MEPS “YOUR ROLE IN SHAPING THE NATION’S HEALTH”
MEPS. What is it? And why is your participation so important?
MEPS is the Medical Expenditure Panel Survey. It is an ongoing national
study that has become a main source of facts about how people in the United
States get and pay for health care. Government and private researchers use
MEPS data to help understand our health care system and the impact of health
care policy. As you know, these issues affect everyone’s lives.
MEPS is sponsored by two agencies that are part of the US Department of
Health and Human Services: AHRQ, the Agency for Healthcare Research and Quality
and CDC, the Centers for Disease Control and Prevention. AHRQ manages the
project.
MEPS households are selected from among households like yours which participated
in the National Health Interview Survey. MEPS households are chosen this
way in order to create a survey that is both scientifically accurate and
as cost-effective as possible. MEPS focuses on: health care use and cost,
the quality of care, and access to care. The data comes from two main sources:
you and your health care providers.
MEPS provides insight into many different aspects of our healthcare system.
The fact that MEPS includes families and health care providers makes this
study unique because with your consent it combines information about your
health events with medical cost information from your providers. The result
is an accurate reflection of the expenditures for health care in this country.
This information becomes part of a national data library that can be used
to help answer questions about health care and health care policy. For example,
information collected in MEPS shows how the costs of getting different types
of health care services change over time. MEPS also collects other kinds
of information, like how people feel about the health care they receive.
AHRQ responds to thousands of requests a year for MEPS data.
The value of MEPS data was acknowledged by the American Association for
Public Opinion Research, which awarded MEPS its 2008 Policy Impact Award.
The award recognizes the study’s “extraordinary, long-term group
effort in contributing timely data and research that has informed US health
care policy decisions”.
Like all other survey research, MEPS uses information from a sample of households
who represent many other similar households. The identity of each individual
household member who participates in MEPS is kept confidential. This confidentiality
is written into the same law that authorizes MEPS. No information that might
identify an individual can be released to the public without that person’s
consent. We protect your data by removing all personal identifying information
before it is made available for study and analysis.

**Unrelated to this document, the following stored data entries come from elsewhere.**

PR #1137, opened 2018-03-20
Node deprecation feature

### LINKED ISSUE #1124: As a library author I want deprecate some nodes so that its users are discouraged from their use
### Rationale

Libraries evolve, some initial design decisions become obsolete. To encourage the “right” usage and discourage an obsolete design we should introduce a deprecation mechanism.

To make a node deprecated a library author places a `xod/patch-nodes/deprecated` marker node. The reason for deprecation he puts into the marker description.

A library user does not see the deprecated nodes by default. Although they can be listed by setting up Project Browser filter. The filter icon is the same as seen on the deployment pane. The item in the project browser gets a little “dp” icon.

01---01-main

Deprecated nodes demonstrate the fact in their help boxes with a red note *before* the description body. Also, they render exclamation icon on their body (as on `absolute`).

02---onpatch

For the sake of testing the feature the following standard library nodes may be deprecated safely:

- xod/core/concat-3
- xod/core/concat-4
- xod/core/concat-5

So, what will you be asked to do?
MEPS participants keep records about their health care and answer questions
about their health care use and how it is paid for during a series of interviews
conducted in their homes by professional interviewers. Everyone can be present,
but usually one adult answers questions for the whole family.

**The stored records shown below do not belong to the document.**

PR #1140, opened 2018-03-23
Switch Node Specialization from Inspector

### LINKED ISSUE #1130: As a xoder I want to select specialization/abstraction for a node in Inspector so that I can switch between them quickly
### Rationale

There are cases when a xoder is forced to choose a particular specialization for a generic node:

- Incoming link types are in conflict
- The user wants to bind generic values rather than link them

We can add a drop-down to the inspector to make it possible.

Imagine we have `if-else`, `if-else(number)`, `if-else(string)`. And the `if-else(number)` is duplicated in `foo/bar` For any of these nodes, the inspector should provide the drop-down “Type” with the same items:

- “Generic (auto)”
- “number (foo/bar)”
- “number (xod/core)”
- “string (xod/core)”

If it was a node with two generic types:

- “Generic (auto)”
- “number, string (foo/bar)”
- “number, string (xod/core)”
- “string, string (xod/core)”

Selecting an item physically change the node type (patch path). If its links become invalid they should be kept: links would render errors using the existing validation mechanisms.

### Acceptance criteria

Given the example of `if-else` above:

- [x] I can place `if-else` and see the drop-down with the four items and the first one selected
- [ ] I can link a `constant-string` to a generic input, the “Generic (auto)” selection is kept
- [x] I can select “string (xod/core)” and the type for the node will become `xod/core/if-else(string)`
- [x] The drop-down still enumerates the same four items with “string (xod/core)” selected
- [x] I can place a `xod/core/sin` node and it will not show the “Type” drop-down at all

brusherru:
It closes #1130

There will be five interviews over a two and a half year period. We ask
you to do all five interviews in order to get accurate information about
changes in health care. When the same household is surveyed multiple times,
changes in health care are easier to see. The length of the interviews vary
based on the size of the family, but it typically takes about two hours.
And if you have notes or records of your family’s health care, the
interview can go faster.
The interviewer who will contact you is an employee of Westat, a nationally
recognized research organization based near Washington, DC. Westat has been
collecting MEPS data for AHRQ since 1996. You can get more information about
Westat at www.westat.com. If you’d like more information about the
MEPS survey and your participation, please visit the MEPS website at www.meps.ahrq.gov.
Participation in MEPS is voluntary. If you choose not to participate, there’s
no penalty and you won’t lose any of the government benefits to which
you’re entitled.
If you do participate, you can withdraw or choose not to answer something
for any reason, at any time. But no one else can do this for you, and every
answer you give is valuable.
We are counting on your help to obtain a detailed picture of the health
care issues American families face today. Thank you.